Wednesday, July 1, 2009
From Fairmont Hot Springs Near Butte, MT
We're at the Fairmont Hot Springs Resort, a place we last visited almost two years ago for my mother-in-law's 80th birthday celebration. Our original plan was to be in Glacier Park by now, but after two long days of driving across North Dakota and Eastern Montana, we were all ready for a break from the car. We planned on stopping here for only one night last night, but as soon as we got into the heated-by-thermal-springs pool, with its backdrop of mountains and its canopy of cloudless blue Montana sky, well, I felt rather motivated to stay a spell. So we signed on for a second night.
It's been fun to mark the ways the kids have grown since our last visit. Cassidy can touch the bottom in the shallow end now, where before I had to hold her in the pool the whole time. Bridger was wearing a life jacket last time, but now he swims and dives and cannonballs all over the place. They're also playing together and enjoying each other so much more than they were two years ago.
A few other memorable (to me, at least) moments of the trip so far:
-Driving through North Dakota, I perkily suggested playing the "Categories" game--one person picks a category, like Billboards or Semi-Trucks, and then counts out loud every time they see something in that category. The other players try to guess their category. I chose "Pick-Up Trucks." And then several long, loaded minutes went by on that flat plains highway. No vehicles from either direction. No billboards. No buildings. Just grass, grass, and more wind-blown grass. The kids basically declared "This game totally sucks" in their three-year-old and six-year-old ways, and the van exploded into a chaos of backseat bickering when they realized their only hope for entertainment was to pick on one another. Brian thought it was hilarious that I'd thought there would be enough different categories of anything on a North Dakota interstate. I admitted defeat and resigned my position as van entertainment director and took the driver's seat for the rest of the day.
-Bridger, Cass, and I came up with a pool game in which Cassidy was a catfish, Bridger was her friend the killer whale, and I was a shark trying to eat Cassidy's kittenfish. At one point Cassidy described to Brian her predatory kittenfish's favorite dessert: "Raspberry pie with human teeth, a baby calf, and chocolate ice cream on top."

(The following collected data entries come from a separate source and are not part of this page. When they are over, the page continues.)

PR #285, opened 2026-06-18
feat: Implement WRAP_ACTIONS with EXPR binding to RS

leongdl:
Fixes: *<insert link to GitHub issue here>*

The pure-Python (v0) model did not support the **EXPR** extension (RFCs 0005–0007) or the **WRAP_ACTIONS** extension (RFC 0008). As a result it diverged from the `openjd-rs` reference implementation and from the published specification:

- Templates using EXPR expressions, RFC 0007 typed job parameters, or RFC 0008 wrap-action hooks (`onWrapEnvEnter` / `onWrapTaskRun` / `onWrapEnvExit`) could not be parsed or validated by the Python model.
- Any expression/validation logic added on the Python side risked drifting from the authoritative Rust implementation.
- Downstream consumers (e.g. `openjd-sessions-for-python`) had no way to obtain the wrap-hook model or the typed EXPR symbol-table machinery they depend on.

- Wire the pure-Python model's format-string / expression handling to the Rust `openjd-expr` engine through the `openjd._openjd_rs` PyO3 bindings, instead of reimplementing the expression grammar in Python.
- Add focused bindings so the Rust logic is **reused, not duplicated**:
  - `build_symbol_table` — typed, dotted-key EXPR symbol tables (string→typed coercion lives next to the engine).
  - `job_parameter_type_expr_spec` — single-sourced OpenJD-type → EXPR type-spec mapping (including `LIST[...]` nesting), replacing a hand-maintained Python table.
  - `ParsedExpression.typecheck` — typed static validation without result extraction (removes brittle error-string sniffing).
- Implement v0 parity for **RFC 0007** typed parameters (typed defaults flowing as native values) and **RFC 0008** wrap-action rules, mirroring the `openjd-rs` validators:
  - the single-wrap-layer constraint,
  - all-or-nothing wrap-hook definition (all three hooks required together),
  - per-hook `WrappedAction.*` / `WrappedEnv.*` / `WrappedStep.*` variable scoping.
- Scope-check timeout format strings and add RANGE_EXPR typed-validation coverage.
- Resolve pre-existing `mypy` errors so the package type-checks cleanly.

The Python model now accepts and validates EXPR (RFC 0005–0007) and WRAP_ACTIONS (RFC 0008) templates consistently with the `openjd-rs` reference and the specification. Expression parsing/evaluation and the OpenJD-type → EXPR-type mapping are single-sourced in Rust, eliminating Python/Rust drift. This unblocks downstream consumers (notably `openjd-sessions-for-python`) that require the wrap-hook model and the EXPR bindings.

See [DEVELOPMENT.md](https://github.com/OpenJobDescription/openjd-model-for-python/blob/mainline/DEVELOPMENT.md#testing) for information on running tests.

- Have you run the unit tests? **Yes.**

The full unit **and** conformance test suite passes: **5273 passed, 24 skipped, 6 xfailed** (the 6 `xfail`s are pre-existing, documented known gaps, not regressions). All conformance fixtures pass, including the WRAP_ACTIONS cases. Static checks are also clean: `ruff check`, `black --check`, and `mypy` (105 source files) all pass.

- Are relevant docstrings in the code base updated? **Yes.** New and changed modules/functions carry docstrings (e.g. the `_expr_support` Rust-bridge module, the new binding methods, and the wrap-rule validators reference the corresponding RFCs). No user-facing schema/doc changes were required beyond code-level documentation.

A breaking change is one that modifies a public contract in a way that is not backwards compatible. See the [Public Interfaces](https://github.com/OpenJobDescription/openjd-model-for-python/blob/mainline/DEVELOPMENT.md#the-packages-public-interface) section of the DEVELOPMENT.md for more information on the public contracts.

**No.** The changes are additive and opt-in: EXPR and WRAP_ACTIONS behavior is enabled only when those extensions are declared on a template. Existing (non-EXPR) templates parse and validate exactly as before. Public type aliases were widened (never narrowed), so existing callers remain compatible.

- Does the change need to be threat modeled? **No new threat model is required for the model package.** User-supplied template expressions are evaluated by the Rust `openjd-expr` engine (bounded memory, no arbitrary code execution) and only when the EXPR extension is declared. This change does not create or modify any files/directories that must be readable only by the process owner.
- If so, then please label this pull request with the "security" label. We'll work with you to analyze the threats.

----


src/openjd/model/_format_strings/_expr_support.py
```diff
@@ -0,0 +1,237 @@
...
+"""Support for the EXPR extension (RFCs 0005/0006/0007) in the pure-Python
+(v0) model.
+
+The pure-Python model does not implement the EXPR expression grammar. When a
+template declares the ``EXPR`` extension, format-string expressions are parsed
+and evaluated by the Rust ``openjd-expr`` engine through the ``openjd._openjd_rs``
+bindings. This module is the thin bridge between the two.
+
+Design reference:
+``SuperDaveDocs/.../delivery-estimate-v3/rs/python-model-with-rust-expr``.
```
leongdl: Clean up - this is not needed in comment.

src/openjd/model/_format_strings/_expr_support.py
```diff
@@ -0,0 +1,237 @@
...
+    RangeExprError as RustRangeExprError,
+)
+
+EXPR_EXTENSION = "EXPR"
+WRAP_ACTIONS_EXTENSION = "WRAP_ACTIONS"
+
+# Errors raised by the Rust expr engine. All subclass ValueError but are
+# distinct classes from the model's own ExpressionError, so they must be
+# caught explicitly at the binding boundary and re-raised as model errors.
+_RUST_EXPR_ERRORS = (
```
leongdl, line 50: Do the errors here match the PyO3 errors surfaced up by openjd model _v1 namespace - they should match 1:1

src/openjd/model/_format_strings/_expr_support.py
```diff
@@ -0,0 +1,237 @@
...
+      int/float/bool/str/list at the boundary.
+    """
+    if type_name is None:
+        return value
+
+    expr_type = _OPENJD_TYPE_TO_EXPR_TYPE.get(type_name.upper())
+    if expr_type is None:
+        # Unknown/aggregate type (e.g. LIST[*], RANGE_EXPR) — let the engine
+        # infer from the native value for now. Typed list/range coercion is
+        # follow-up work (RFC 0007 parameter types).
```
leongdl: Why? I thought it was implemented.

src/openjd/model/_format_strings/_expr_support.py
```diff
@@ -0,0 +1,237 @@
...
+        return value
+    if expr_type == "path":
+        return ExprValue(str(value), type=ExprType("path"), path_format=path_format)
```
leongdl: Do we have equivalent test cases compared to openjd-rs for the path part.

src/openjd/model/_format_strings/_expr_support.py
```diff
@@ -0,0 +1,237 @@
...
+    EXPR engine can consume.
+
+    The v0 SymbolTable uses flat dotted keys (``"Param.Frame"``) and direct
+    lookup; the Rust ``dict_to_symtab`` builds subtables from nested dicts. We
+    split each dotted key on ``.`` (parameter names cannot contain ``.``) and
+    nest accordingly, re-typing each leaf from ``types`` when available.
+    """
+    types = types or {}
+    nested: dict[str, Any] = {}
+    for dotted_name in symtab.symbols:
```
leongdl: Improvement - can we implement this in rust.

src/openjd/model/_format_strings/_expr_support.py
```diff
@@ -0,0 +1,237 @@
...
+
+
+def parse_expr_or_raise(expr: str) -> Any:
+    """Parse an EXPR expression string with the Rust engine, re-raising parse
+    failures as the model's ``ExpressionError``.
+    """
+    try:
+        return parse_expression(expr.strip())
+    except _RUST_EXPR_ERRORS as exc:
+        raise _ModelExpressionError(str(exc))
```
leongdl, line 94: Is this exception 1:1 the same as the Rust version?

src/openjd/model/_format_strings/_expr_support.py
```diff
@@ -0,0 +1,237 @@
...
+    """Map an OpenJD parameter type name (e.g. ``PATH``, ``LIST[INT]``) to the
+    EXPR engine's spec-form type string (``path``, ``list[int]``), or ``None``
+    if there is no confident mapping (so callers fall back to name-only
+    validation rather than risk a wrong type).
+    """
+    t = openjd_type.strip().upper()
+    scalar = _OPENJD_TYPE_TO_EXPR_TYPE.get(t)
+    if scalar is not None:
+        return scalar
+    if t.startswith("LIST[") and t.endswith("]"):
```
leongdl: This seems fragile, can we add a constant?

src/openjd/model/_format_strings/_expr_support.py
```diff
@@ -0,0 +1,237 @@
...
+        inner = expr_type_for_openjd_type(t[len("LIST[") : -1])
+        if inner is not None:
+            return f"list[{inner}]"
+    return None
+
+
+def longest_defined_prefix(name: str, defined: set) -> Optional[str]:
```
leongdl, line 145: Make sure any function not in a _ prefixed file name has proper function prefixes with `_` so we do not leak any public functions.

src/openjd/model/_format_strings/_nodes.py
```diff
@@ -79,10 +87,122 @@ def validate_symbol_refs(self, *, symbols: set[str]) -> None:
...
+    def evaluate(self, *, symtab: SymbolTable, path_format: Any = None) -> Any:
         if self.name not in symtab:
             raise ValueError(f"{self.name} has no value")
         return symtab[self.name]
 
     def __repr__(self):
         return f"FullName({self.name})"
+
+
+class ExprNode(Node):
```
leongdl, line 119: Is the coding style to embed all the nodes in one file? Or should this be in another dedicated file?

leongdl, line 119: This node only creates if EXPR and WRAP_ACTIONS is defined in the template ? Check this.

src/openjd/model/_format_strings/_nodes.py
```diff
@@ -79,10 +87,122 @@ def validate_symbol_refs(self, *, symbols: set[str]) -> None:
...
+
+        # Typed validation: if every accessed symbol resolves to a defined
+        # symbol prefix whose EXPR type is known (e.g. job parameters), validate
+        # the whole expression against those types. This catches type mismatches
+        # and resolves method/property access (e.g. Param.File.name on a PATH).
+        # Only attempted when ALL accessed prefixes are typed-known, so an
+        # unknown-typed symbol (e.g. a `let` name) safely falls back to the
+        # name-only check below rather than risking a wrong-type rejection.
+        if symbol_types and accessed:
+            from ._expr_support import (
```
leongdl, line 168: Move these imports to __init__ so its in 1 place of failure.

src/openjd/model/_format_strings/_nodes.py
```diff
@@ -79,10 +87,122 @@ def validate_symbol_refs(self, *, symbols: set[str]) -> None:
...
+
+        # accessed_symbols are the free variable references in full dotted
+        # spelling (e.g. "Param.X"); local let-bound names are excluded by the
+        # engine. Compare against the set of symbols visible at this location.
+        missing = accessed - symbols
+        if missing:
+            from ._edit_distance import closest
+
+            name = sorted(missing)[0]
+            msg = f"Variable {name} does not exist at this location."
```
leongdl: Are these error messages 1:1 the same as rust? make sure it is the same for seamless migration.

src/openjd/model/_format_strings/_nodes.py
```diff
@@ -79,10 +87,122 @@ def validate_symbol_refs(self, *, symbols: set[str]) -> None:
...
+        shadowed = set(self._parsed.local_bindings) & symbols
+        if shadowed:
+            raise ValueError(
+                f"Variable {sorted(shadowed)[0]!r} bound by a comprehension shadows "
+                "a variable that already exists at this location."
+            )
+
+    def evaluate(self, *, symtab: SymbolTable, path_format: Any = None) -> Any:
+        from ._expr_support import (
+            ExprProfile,
```
leongdl, line 214: move import to init.

src/openjd/model/_format_strings/_parser.py
```diff
@@ -24,6 +30,9 @@ def parse_format_string_expr(expr: str, *, context: ModelParsingContextInterface
     Returns:
         Node: Root of the expression tree.
     """
+    if EXPR_EXTENSION in context.extensions:
+        # Raises: model ExpressionError on parse failure.
+        return ExprNode(expr)
```
leongdl, line 40: That was an easy integration!

src/openjd/model/_internal/_variable_reference_validation.py
```diff
@@ -408,14 +477,111 @@ def _check_format_string(
...
+        name, sep, rhs = binding.partition("=")
+        name = name.strip()
+        rhs = rhs.strip()
+        if not sep or not name or not rhs:
+            # Malformed binding; the `let` field validator reports the details.
+            continue
+        binding_loc = (*loc, "let", index)
+        if name in enclosing:
+            errors.append(
+                InitErrorDetails(
```
leongdl, line 563: Do these errors match openjd-rs 1:1

src/openjd/model/v2023_09/_model.py
```diff
@@ -348,6 +359,9 @@ class CancelationMethodTerminate(OpenJDModel_v2023_09):
 
 ArgListType = Annotated[list[ArgString], Field(min_length=1)]
 
+# WRAP_ACTIONS (RFC 0008) wrap-hook field names on EnvironmentActions.
+_WRAP_ACTION_FIELDS = ("onWrapEnvEnter", "onWrapTaskRun", "onWrapEnvExit")
```
leongdl, line 363: Are constants declared inline across the model generally?

src/openjd/model/v2023_09/_model.py
```diff
@@ -414,20 +428,63 @@ class EnvironmentActions(OpenJDModel_v2023_09):
...
 
+        context = cast(Optional[ModelParsingContext], info.context) if info else None
+        extensions = context.extensions if context else set()
+
+        wrap_values = {name: values.get(name) for name in _WRAP_ACTION_FIELDS}
+        any_wrap = any(v is not None for v in wrap_values.values())
+
+        if any_wrap:
+            if "WRAP_ACTIONS" not in extensions:
+                raise ValueError(
```
leongdl: Make sure the error message is the same as openjd-rs

src/openjd/model/v2023_09/_model.py
```diff
@@ -414,20 +428,63 @@ class EnvironmentActions(OpenJDModel_v2023_09):
...
+                    "The onWrapEnvEnter, onWrapTaskRun, and onWrapEnvExit actions "
+                    "require the WRAP_ACTIONS extension."
+                )
+            if "EXPR" not in extensions:
+                raise ValueError("The WRAP_ACTIONS extension requires the EXPR extension.")
```
leongdl: Make sure all error messages match openjd-rs

src/openjd/model/v2023_09/_model.py
```diff
@@ -550,6 +607,59 @@ class ScriptInterpreter(str, Enum):
     NODE = "node"
 
 
+LET_MAX_BINDINGS = 50
```
leongdl, line 720: Does this match the openjd spec?

rust-bindings/src/expr/mod.rs
```diff
@@ -26,5 +26,5 @@ pub(crate) use path_mapping::PyPathMappingRule;
 pub(crate) use profile::{PyExprExtension, PyExprProfile, PyExprRevision, PyHostContext};
 pub(crate) use range_expr::{PyIntRange, PyRangeExpr};
 pub(crate) use symbol_table::{
-    _reconstruct_serialized_symtab, PySerializedSymbolTable, PySymbolTable,
+    _reconstruct_serialized_symtab, build_symbol_table, PySerializedSymbolTable, PySymbolTable,
```
leongdl, line 29: # PR #285 — EXPR / WRAP_ACTIONS: key call stacks

**Repo:** OpenJobDescription/openjd-model-for-python · branch `python-rs`
**What the PR does:** teaches the pure-Python (v0) model to handle the RFC
0005–0008 expression extensions by delegating `{{ }}` parsing, type-checking,
and evaluation to the Rust `openjd-expr` engine over PyO3 bindings.

## TL;DR

Before this PR the pure-Python model only understood the legacy
`Name.Dot.Name` interpolation grammar. This PR makes it a thin front-end over
the Rust expression engine whenever a template declares the `EXPR` extension,
and adds the parameter types and wrap-action rules that ride on top of it.

- **EXPR expressions** — when `EXPR` is declared, `{{ }}` parsing/eval routes to
  a new Rust-backed `ExprNode` (arithmetic, functions, lists, paths, `let`,
  comprehensions) instead of the legacy name parser. Non-EXPR templates are
  byte-for-byte unchanged, and the Rust surface is imported lazily so the
  non-EXPR path never loads it.
- **Type-aware validation** — job-parameter types are mapped to EXPR types and
  fed to a new `ParsedExpression.typecheck()` that catches real type errors at
  decode time without false-rejecting runtime-dependent expressions (no more
  error-string sniffing).
- **8 new job-parameter types** (RFC 0007) — `BOOL`, `RANGE_EXPR`, and the
  `LIST[*]` family — with case-insensitive type names, item/length constraints,
  and an EXPR-extension gate, all sharing one base class.
- **Native values end-to-end** — `ParameterValue.value`/`JobParameter.value`
  widen from `str` to `Any` so lists/bools survive `create_job` intact; a new
  `SymbolTable.expr_types` field carries the type tags so the Rust builder
  coerces correctly (and is preserved across copy/union).
- **Spec-correct string coercion** — format-string output now uses the engine's
  RFC 0005 coercion via `evaluate_to_str()` (`{{ true }}` → `"true"`, null →
  `""`, quoted list items) instead of Python's `str()`.
- **WRAP_ACTIONS (RFC 0008)** — `onWrapEnvEnter/onWrapTaskRun/onWrapEnvExit` on
  `EnvironmentActions`, gated on `WRAP_ACTIONS`+`EXPR`, all-or-nothing, with
  per-hook `Wrapped*` variable scoping and a job-wide single-wrap-layer rule.
- **New Rust bindings** — `build_symbol_table`, `ParsedExpression.typecheck`,
  `job_parameter_type_expr_spec` (single-sources the OpenJD→EXPR type mapping).

**Risk shape:** almost all behavior change is gated behind the `EXPR` /
`WRAP_ACTIONS` extension declarations, so templates that don't opt in are
unaffected. The sharp edges are at the Python↔Rust boundary (the three flows
that cross it) and the `str → Any` value widening.

---

Two flows form the spine of the change: **(1)** decode-time validation of an
expression's symbol references, and **(2)** runtime resolution of an expression
into the string substituted into a format string. `──BOUNDARY──▶` marks a call
crossing from Python into compiled Rust; `◀──` marks the return.

---

## Flow 1 — Decode-time: validate an EXPR `{{ }}` expression's symbols

Entry: `decode_job_template(...)` → pydantic validation → the variable-reference
prevalidator.

```
Flow: prevalidate_model_template_variable_references(values, context)
  1. _variable_reference_validation.py:137   prevalidate_model_template_variable_references
  2.   :166                                   expr_enabled = "EXPR" in declared & in context.extensions
  3.   :173                                   context._symbol_types = _build_job_parameter_symbol_types(values)
  4.     └─ :433                              _build_job_parameter_symbol_types
  5.        └─ _expr_support.py               expr_type_for_openjd_type("LIST[INT]")
  6.           └──BOUNDARY──▶                 _openjd_rs job_parameter_type_expr_spec   (model/types.rs)
  7.                                          uppercase-parse + OpenJD→EXPR map   ◀── "list[int]" | None
  8.   :460                                   _check_format_string(value, scope, symbols, context)
  9.     :484                                 expr.validate_symbol_refs(symbols, symbol_types=ctx._symbol_types)
 10.        └─ _expression.py                 InterpolationExpression → self._expresion_tree.validate_symbol_refs
 11.           └─ _nodes.py:149              ExprNode.validate_symbol_refs(symbols, symbol_types)
 12.              :150                        accessed = self._parsed.accessed_symbols   (free dotted refs, from Rust)
 13.              :167                        for name: longest_defined_prefix(name, symbols) → prefix_types
 14.              :173    ┌── fully typed ──  validate_typed_expression(self._parsed, typed_symbols=prefix_types)
 15.              │       └─ _expr_support.py  values = {dotted: ExprValue.unresolved(ExprType(t))}
 16.              │          └──BOUNDARY──▶    _openjd_rs ParsedExpression.typecheck   (parsed_expression.rs)
 17.              │                            eval vs unresolved placeholders, DISCARD result,
 18.              │                            raise ONLY on a genuine type error   ◀──
 19.              └── else (some prefix untyped) ─ name-only fallback:
 20.                    :182                   missing = accessed - symbols
 21.                    :184                   if missing: raise _missing_symbol_error(name, symbols)
```

**Key insight:** step 16's `typecheck()` discards the result, so a "well-typed
but unresolved at runtime" expression passes cleanly — the model no longer has
to sniff Rust error-message strings to tell a real type error from a
runtime-dependent one. (The `let`-binding path reaches the same
`ExprNode.validate_symbol_refs` from `_variable_reference_validation.py:606`,
building one `ExprNode` per binding.)

---

## Flow 2 — Runtime: resolve a `{{ }}` expression to its substituted string

Entry: a caller invokes `FormatString.resolve(symtab=...)` during job
instantiation / argument resolution.

```
Flow: FormatString.resolve(symtab, path_format)  —  {{ }} → substituted string
  1. _format_string.py:79             FormatString.resolve(symtab, path_format)
  2.   :115                           element.expression.evaluate_to_str(symtab, path_format)
  3.     └─ _expression.py            InterpolationExpression → self._expresion_tree.evaluate_to_str
  4.        └─ _nodes.py:234          ExprNode.evaluate_to_str(symtab, path_format)
  5.           :241 / :208            value = self._evaluate_raw(symtab, path_format)
  6.              └─ :221             values = symtab_to_expr_values(symtab, types=symtab.expr_types or None)
  7.                 └─ _expr_support.py   map OpenJD types → EXPR specs (Flow 1, steps 5–7)
  8.                    └──BOUNDARY──▶ _openjd_rs build_symbol_table(flat, expr_types, path_format)
  9.                                   coerce "10":INT → int, nest "Param.Frame"   ◀── typed SymbolTable
 10.              :225 └──BOUNDARY──▶  _openjd_rs ParsedExpression.evaluate(values, profile, path_format)  ◀── ExprValue
 11.           :242                    if value.is_null: return ""        # null → empty string (RFC 0005)
 12.           :244                    return str(value)                  # ExprValue.__str__ = engine spec coercion
 13.   :127                           resolved_list.append(resolved_value)   # NOTE: str() wrapper removed here
```

**Key insight:** step 12's `str(ExprValue)` is the fix for the
`{{ true }}` → `"True"` Python-repr bug — it uses the engine's RFC 0005 coercion
(`true`/`false`, double-quoted list items, preserved `Decimal` trailing zeros),
not Python's `str()`. Step 9 is where the `expr_types` metadata earns its keep:
if that map is ever dropped on a `SymbolTable` copy/union, coercion silently
reverts to inference and produces a wrong-typed value — which is exactly why the
PR promotes `expr_types` to a real field that is copied in `__init__` and
`union`. `ExprNode.evaluate` (`_nodes.py:231`) instead calls `.item()` to hand
back the native Python value for callers that want the typed result.

---

## Flow 3 — Decode-time: a new typed job parameter (BOOL / LIST[*] / RANGE_EXPR)

The PR adds eight EXPR-extension job-parameter types. They share one base class
and a normalize-then-discriminate decode path. Entry: `decode_job_template(...)`
on a template whose `parameterDefinitions` contains, say, `{"type": "list[int]"}`.

```
Flow: JobTemplate.parameterDefinitions validation
  1. _model.py:3809  @field_validator("parameterDefinitions", mode="before")
  2.    └─ :3427      _normalize_parameter_type_case(value, info)
  3.       :3434      if "EXPR" in context.extensions:  item["type"] = item["type"].upper()
  4.                  # "list[int]" → "LIST[INT]"  (RFC 0007 case-insensitive type names)
  5.    │  (pydantic now resolves the discriminated union on the upper-cased "type")
  6.    └─ Literal[JobParameterType.LIST_INT] ─▶ JobListIntParameterDefinition
  7.       └─ class _JobListParameterDefinitionBase (_model.py:3477)
  8.          :3487   @field_validator("type")  _validate_type_gate → _expr_param_gate
  9.                  if context & "EXPR" not in extensions: raise "requires the EXPR extension"
 10.          :3519   @model_validator(after) _validate_default
 11.             └─ :3512  _check_list_value(self.default)
 12.                       _check_list_length(name, v, minLength, maxLength)
 13.                       for item: self._check_item(item)   # subclass hook
 14.                         └─ JobListIntParameterDefinition._check_item → _check_int_item
 15.                            └─ _check_numeric_item_bounds(...)   # shared int/float bounds (deduped this PR)
```

**Key insight:** every concrete list type is just a `type` literal + an `item`
constraint + a one-line `_check_item` override on the shared base — the length
check, EXPR gate, create-job metadata, and template-variable defs all live once
on `_JobListParameterDefinitionBase`. `RANGE_EXPR` (`_model.py:3644`) is the odd
one out: it validates its default string through the existing `IntRangeExpr`
grammar rather than a list check. Two-stage decode (normalize *before*,
discriminate *after*) is why a lowercase `list[int]` resolves to the right
class instead of failing the union.

---

## Flow 4 — Instantiation: create_job carries native values for the new types

Legacy scalars (STRING/INT/FLOAT/PATH) are stringified through preprocessing;
the new EXPR types must keep their native Python value (a real `list`/`bool`) so
the typed symbol-table builder (Flow 2, step 8) can coerce them. Entry:
`create_job(job_template, job_parameter_values)`.

```
Flow: create_job(template, values)
  1. _create_job.py:293   create_job
  2.   :64                _collect_defaults_2023_09
  3.     :79              is_legacy_scalar = param.type.name in _LEGACY_SCALAR_TYPE_NAMES
  4.     :82  ┌─ default ─ if not is_legacy_scalar:  ParameterValue(value=param.default)   # native, no str()
  5.     :123 └─ provided ─ if not is_legacy_scalar:  ParameterValue(value=value)          # native, no str()
  6.                       (legacy branch still does str(value) + PATH-relative join below)
  7.   :139                _check_2023_09(defs, values)
  8.     :155              check_constraints = getattr(param, "_check_constraints", None)
  9.                       if check_constraints: check_constraints(param_value.value)      # list/range checked here
 10.   :349                expr_types = {}; for each non-legacy param:
 11.     :357              expr_types["Param.<n>"] = expr_types["RawParam.<n>"] = param.type.value
 12.     :359              symtab.expr_types.update(expr_types)   # ← feeds Flow 2 step 8 coercion
```

**Key insight:** this is the producer side of the `expr_types` contract that
Flow 2 consumes. The widened `ParameterValue.value: Any` (was `str`) is what lets
a `[1, 2, 3]` survive instantiation intact; the review confirmed no downstream
consumer string-ops that value, and the type tag travels alongside it via
`symtab.expr_types` so the Rust builder coerces correctly.

### Merge wrinkle — `_merge_job_parameter.py`

When the same parameter is defined in multiple templates, only the four legacy
scalar types take the cross-merge path (`merge_job_parameter_definitions_for_one`
:191, gated on `_LEGACY_CONSTRAINT_TYPES`). EXPR types skip it and return the
last-defined definition via `model_copy` (:241) — which *bypasses validators*, so
the PR re-runs `getattr(base, "_check_constraints", None)` (:235) on the carried
default to avoid letting a constraint-violating default slip through.

---

## Flow 5 — Decode-time: WRAP_ACTIONS structural validation (RFC 0008)

Two independent checks fire when `WRAP_ACTIONS` is declared: per-`EnvironmentActions`
shape/scope, and a job-wide single-wrap-layer rule.

```
Flow: EnvironmentActions + JobTemplate WRAP_ACTIONS validation
  A. _model.py:516   EnvironmentActions._requires_oneof  (mode=before)
       any_wrap = any of (onWrapEnvEnter/onWrapTaskRun/onWrapEnvExit) set
       if any_wrap & context present:
         require "WRAP_ACTIONS" in extensions; require "EXPR" (hard prereq)
         require ALL THREE wrap hooks (all-or-nothing)
       # context-gated: skipped at create_job re-validation (no context)
  B. _model.py:565   EnvironmentActions._validate_wrapped_variable_scope (mode=after)
       for field in (onEnter, onExit, *wrap hooks):
         referenced = _action_referenced_namespaces(action)   # :398, scans command/args/timeout FormatStrings
            └─ expr.accessed_symbols → namespace = symbol.split(".")[0]   # WrappedAction/WrappedEnv/WrappedStep
         reject namespaces not allowed in that hook (WrappedStep only in onWrapTaskRun, etc.)
  C. _model.py:3941  JobTemplate._validate_single_wrap_layer (mode=after)
       job_env_wraps = count of jobEnvironments with a wrap hook (_env_defines_wrap_hook :373)
       for each step: if job_env_wraps + step's stepEnvironment wraps > 1: reject
       # "at most one wrap layer reachable per session stack"
```

**Key insight:** the three checks live at different altitudes on purpose —
extension/all-or-nothing gating per `EnvironmentActions` (before), per-hook
variable scoping per `EnvironmentActions` (after), and the cross-cutting
single-layer count at `JobTemplate` (after, where it can see jobEnvironments +
all steps). The scope check (B) deliberately inspects the `timeout` FormatString
too, not just command/args, because `timeout` is a format string under
FEATURE_BUNDLE_1.

---

## Reference — type changes that ripple through the flows

| Change | File | Why it matters |
|---|---|---|
| `ParameterValue.value: str → Any` | `_types.py` | lets BOOL/LIST values ride through preprocessing natively (Flow 4); a stringified list can't be re-parsed into a typed list |
| `JobParameter.value: str → Any` | `v2023_09/_model.py` | same, on the instantiated-job side |
| `SymbolTable.expr_types: dict[str,str]` (new field) | `_symbol_table.py` | the type-tag map; copied in `__init__`/`union` so coercion (Flow 2 step 8) never silently reverts to inference |
| `ExpressionInfo.resolved_value: Optional[Union[Real,str]] → Optional[str]` | `_format_string.py` | `resolve()` now appends the value directly (str() wrapper dropped); `evaluate_to_str` guarantees a string |
| `Node.allows_nonscalar` + `evaluate_to_str()` (new) | `_nodes.py` | lets EXPR nodes return list/bool/null while the legacy `FullNameNode` stays str/Real-only |
| `validate_symbol_refs(..., symbol_types=...)` (new kwarg) | `_nodes.py` / `_expression.py` | threads the type map into the typed-validation fork (Flow 1 step 11) |
| `DefinesTemplateVariables.expr_inject` (new) | `_types.py` | EXPR-only symbol injection (e.g. `Step.Name`) applied by the prevalidator, which has the parsing context |
| New Rust bindings: `build_symbol_table`, `ParsedExpression.typecheck`, `job_parameter_type_expr_spec` | `rust-bindings/` | the three boundary calls the flows above cross into |

src/openjd/model/_internal/_variable_reference_validation.py
seant-aws: Do we still need to further make sure rust/python errors conform ?
This can be a later thing, just curious about your own comment. Seems like there's some gaps ?

seant-aws:
I think in general things look good. I pulled the changes and tested on my own, nothing significant that I think needs changing, one comment about existing comment

seant-aws (approved):

seant-aws:
also double checking, would there be a good e2e way to test sessions model together ?

jericht (approved):
Looks good overall, we can iterate on any small issues in future PRs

Tomorrow we head to Glacier National Park for one night of camping before we go to my in-laws' place to spend 4th of July with them. It'll be our first time at Glacier with the kids, and I wish we could stay longer, but between camping with friends in Minnesota last weekend and trying to get to Conrad for the 4th, there just wasn't much time left. I hope to be grateful for the time I get in Glacier rather than greedy for more, trusting that there will be longer visits in our future. It almost seems silly to subject us all to several more hours of driving for only a few hours in Glacier. But I think once I'm there I'll remember why I feel so determined to get back there, even for just a day.